INPUT RECORDS Start Marker

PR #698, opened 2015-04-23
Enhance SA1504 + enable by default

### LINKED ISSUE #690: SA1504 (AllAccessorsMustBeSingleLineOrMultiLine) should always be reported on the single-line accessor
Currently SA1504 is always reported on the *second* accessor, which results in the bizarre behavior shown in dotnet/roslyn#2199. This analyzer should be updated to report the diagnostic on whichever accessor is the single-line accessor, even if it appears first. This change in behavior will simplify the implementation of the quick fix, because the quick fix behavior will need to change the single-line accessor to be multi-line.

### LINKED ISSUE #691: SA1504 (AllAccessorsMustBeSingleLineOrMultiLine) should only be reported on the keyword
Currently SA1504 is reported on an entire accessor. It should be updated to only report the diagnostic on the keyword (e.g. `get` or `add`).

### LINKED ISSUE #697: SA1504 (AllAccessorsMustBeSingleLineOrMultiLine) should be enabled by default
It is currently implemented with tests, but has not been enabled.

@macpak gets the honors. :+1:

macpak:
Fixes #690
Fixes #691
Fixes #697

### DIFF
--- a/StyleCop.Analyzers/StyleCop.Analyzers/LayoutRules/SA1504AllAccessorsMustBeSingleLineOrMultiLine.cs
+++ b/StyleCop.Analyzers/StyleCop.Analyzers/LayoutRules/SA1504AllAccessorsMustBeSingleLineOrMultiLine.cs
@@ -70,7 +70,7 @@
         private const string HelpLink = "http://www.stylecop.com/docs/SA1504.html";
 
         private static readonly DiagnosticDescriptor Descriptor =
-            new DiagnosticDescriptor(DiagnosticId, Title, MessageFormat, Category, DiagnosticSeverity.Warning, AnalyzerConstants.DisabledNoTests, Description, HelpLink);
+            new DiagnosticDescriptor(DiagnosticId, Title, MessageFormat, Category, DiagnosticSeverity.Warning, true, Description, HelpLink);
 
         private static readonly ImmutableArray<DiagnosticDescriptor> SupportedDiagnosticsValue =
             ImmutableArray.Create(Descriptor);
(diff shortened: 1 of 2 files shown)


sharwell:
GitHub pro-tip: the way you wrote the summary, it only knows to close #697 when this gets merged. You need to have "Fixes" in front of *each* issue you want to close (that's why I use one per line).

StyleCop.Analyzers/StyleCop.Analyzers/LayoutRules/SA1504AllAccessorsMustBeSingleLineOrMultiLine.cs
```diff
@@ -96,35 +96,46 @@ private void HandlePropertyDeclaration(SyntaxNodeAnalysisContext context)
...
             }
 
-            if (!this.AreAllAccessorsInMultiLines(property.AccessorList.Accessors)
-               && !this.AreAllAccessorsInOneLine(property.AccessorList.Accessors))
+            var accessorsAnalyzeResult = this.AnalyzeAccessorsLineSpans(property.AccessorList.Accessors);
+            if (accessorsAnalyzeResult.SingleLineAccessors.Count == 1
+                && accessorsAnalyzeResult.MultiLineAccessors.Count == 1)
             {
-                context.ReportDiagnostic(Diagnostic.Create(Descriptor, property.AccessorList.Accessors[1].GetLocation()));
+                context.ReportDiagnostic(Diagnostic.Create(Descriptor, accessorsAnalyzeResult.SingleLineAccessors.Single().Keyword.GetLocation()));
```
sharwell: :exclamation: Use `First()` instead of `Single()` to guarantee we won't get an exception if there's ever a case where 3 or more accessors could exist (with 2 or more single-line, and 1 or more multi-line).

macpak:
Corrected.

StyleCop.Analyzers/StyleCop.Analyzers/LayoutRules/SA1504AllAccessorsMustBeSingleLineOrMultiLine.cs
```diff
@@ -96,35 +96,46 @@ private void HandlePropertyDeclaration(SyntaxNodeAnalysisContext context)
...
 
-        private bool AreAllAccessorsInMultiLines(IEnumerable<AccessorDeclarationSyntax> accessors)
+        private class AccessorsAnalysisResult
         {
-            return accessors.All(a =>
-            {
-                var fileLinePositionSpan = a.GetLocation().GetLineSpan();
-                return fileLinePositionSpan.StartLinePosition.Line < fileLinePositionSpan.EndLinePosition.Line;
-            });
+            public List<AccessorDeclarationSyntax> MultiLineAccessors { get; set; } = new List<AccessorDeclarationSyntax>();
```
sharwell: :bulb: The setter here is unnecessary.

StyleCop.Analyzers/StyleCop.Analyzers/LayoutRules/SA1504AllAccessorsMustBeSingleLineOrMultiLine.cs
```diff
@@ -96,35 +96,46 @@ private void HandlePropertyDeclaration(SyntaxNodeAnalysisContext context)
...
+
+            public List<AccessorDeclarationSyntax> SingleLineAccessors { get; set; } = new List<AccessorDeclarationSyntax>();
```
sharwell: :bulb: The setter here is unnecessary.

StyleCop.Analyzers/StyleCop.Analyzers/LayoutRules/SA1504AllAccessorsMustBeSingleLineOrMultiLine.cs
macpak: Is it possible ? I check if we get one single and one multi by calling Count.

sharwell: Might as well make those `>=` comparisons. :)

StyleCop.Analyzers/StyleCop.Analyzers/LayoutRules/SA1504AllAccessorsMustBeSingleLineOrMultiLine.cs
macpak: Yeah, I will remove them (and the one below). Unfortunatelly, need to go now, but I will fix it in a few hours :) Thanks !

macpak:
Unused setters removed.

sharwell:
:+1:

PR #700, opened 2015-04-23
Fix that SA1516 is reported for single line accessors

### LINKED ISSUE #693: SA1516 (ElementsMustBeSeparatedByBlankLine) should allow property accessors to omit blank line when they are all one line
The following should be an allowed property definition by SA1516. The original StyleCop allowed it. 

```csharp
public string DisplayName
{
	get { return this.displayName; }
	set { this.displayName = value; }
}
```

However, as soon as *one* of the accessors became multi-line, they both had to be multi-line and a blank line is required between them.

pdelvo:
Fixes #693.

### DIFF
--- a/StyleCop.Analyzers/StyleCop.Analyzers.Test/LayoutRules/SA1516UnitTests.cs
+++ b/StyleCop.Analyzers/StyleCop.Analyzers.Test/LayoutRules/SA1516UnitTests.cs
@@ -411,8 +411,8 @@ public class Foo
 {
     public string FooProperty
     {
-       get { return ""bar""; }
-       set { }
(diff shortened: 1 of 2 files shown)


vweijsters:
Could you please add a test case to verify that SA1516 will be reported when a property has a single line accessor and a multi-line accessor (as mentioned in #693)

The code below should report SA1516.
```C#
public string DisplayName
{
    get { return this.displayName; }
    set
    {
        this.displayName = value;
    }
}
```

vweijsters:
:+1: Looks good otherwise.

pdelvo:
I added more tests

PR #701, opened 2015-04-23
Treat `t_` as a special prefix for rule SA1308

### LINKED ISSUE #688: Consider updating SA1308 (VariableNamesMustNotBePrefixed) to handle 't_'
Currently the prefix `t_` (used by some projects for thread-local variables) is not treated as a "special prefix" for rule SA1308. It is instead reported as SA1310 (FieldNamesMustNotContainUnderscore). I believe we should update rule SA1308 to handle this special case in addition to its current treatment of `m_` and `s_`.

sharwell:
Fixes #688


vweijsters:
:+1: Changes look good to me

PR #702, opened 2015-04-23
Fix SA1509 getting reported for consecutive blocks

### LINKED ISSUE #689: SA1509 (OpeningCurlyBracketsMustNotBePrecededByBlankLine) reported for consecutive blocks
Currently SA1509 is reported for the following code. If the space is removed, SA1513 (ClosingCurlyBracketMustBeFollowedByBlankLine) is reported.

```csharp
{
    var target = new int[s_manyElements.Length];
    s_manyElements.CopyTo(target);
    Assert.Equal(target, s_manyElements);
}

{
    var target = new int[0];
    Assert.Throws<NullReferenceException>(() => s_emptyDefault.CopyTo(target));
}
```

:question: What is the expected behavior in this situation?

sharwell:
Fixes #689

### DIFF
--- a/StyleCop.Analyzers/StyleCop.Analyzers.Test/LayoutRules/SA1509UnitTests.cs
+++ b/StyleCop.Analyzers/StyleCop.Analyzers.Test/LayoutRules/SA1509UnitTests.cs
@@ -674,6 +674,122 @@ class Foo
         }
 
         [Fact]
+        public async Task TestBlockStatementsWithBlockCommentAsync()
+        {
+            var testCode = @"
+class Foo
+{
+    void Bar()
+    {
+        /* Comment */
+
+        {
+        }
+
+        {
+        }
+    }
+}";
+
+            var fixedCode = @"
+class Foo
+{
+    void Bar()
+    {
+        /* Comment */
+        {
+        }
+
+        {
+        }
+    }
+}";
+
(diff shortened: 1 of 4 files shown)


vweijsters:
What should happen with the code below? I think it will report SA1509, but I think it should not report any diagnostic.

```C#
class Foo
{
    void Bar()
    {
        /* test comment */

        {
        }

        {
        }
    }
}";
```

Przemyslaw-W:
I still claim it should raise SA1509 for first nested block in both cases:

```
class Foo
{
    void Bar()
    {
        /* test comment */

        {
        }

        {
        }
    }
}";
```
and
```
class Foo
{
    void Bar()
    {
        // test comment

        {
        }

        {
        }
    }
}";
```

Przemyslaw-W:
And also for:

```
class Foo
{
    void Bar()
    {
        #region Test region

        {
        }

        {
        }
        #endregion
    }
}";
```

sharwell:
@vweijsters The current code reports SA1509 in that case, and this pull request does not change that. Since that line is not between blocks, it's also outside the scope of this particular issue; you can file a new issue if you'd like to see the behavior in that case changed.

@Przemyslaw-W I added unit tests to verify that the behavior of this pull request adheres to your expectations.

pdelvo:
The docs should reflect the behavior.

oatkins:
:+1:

INPUT RECORDS End Marker

-- EXERCISE AIM --
Everything from the first line above through the line that contains "### LINKED ISSUE #690: SA1504" should be duplicated exactly, please, and nothing beyond it.

-- FINISHED TASK --
PR #698, opened 2015-04-23
Enhance SA1504 + enable by default

### LINKED ISSUE #690: SA1504 (AllAccessorsMustBeSingleLineOrMultiLine) should always be reported on the single-line accessor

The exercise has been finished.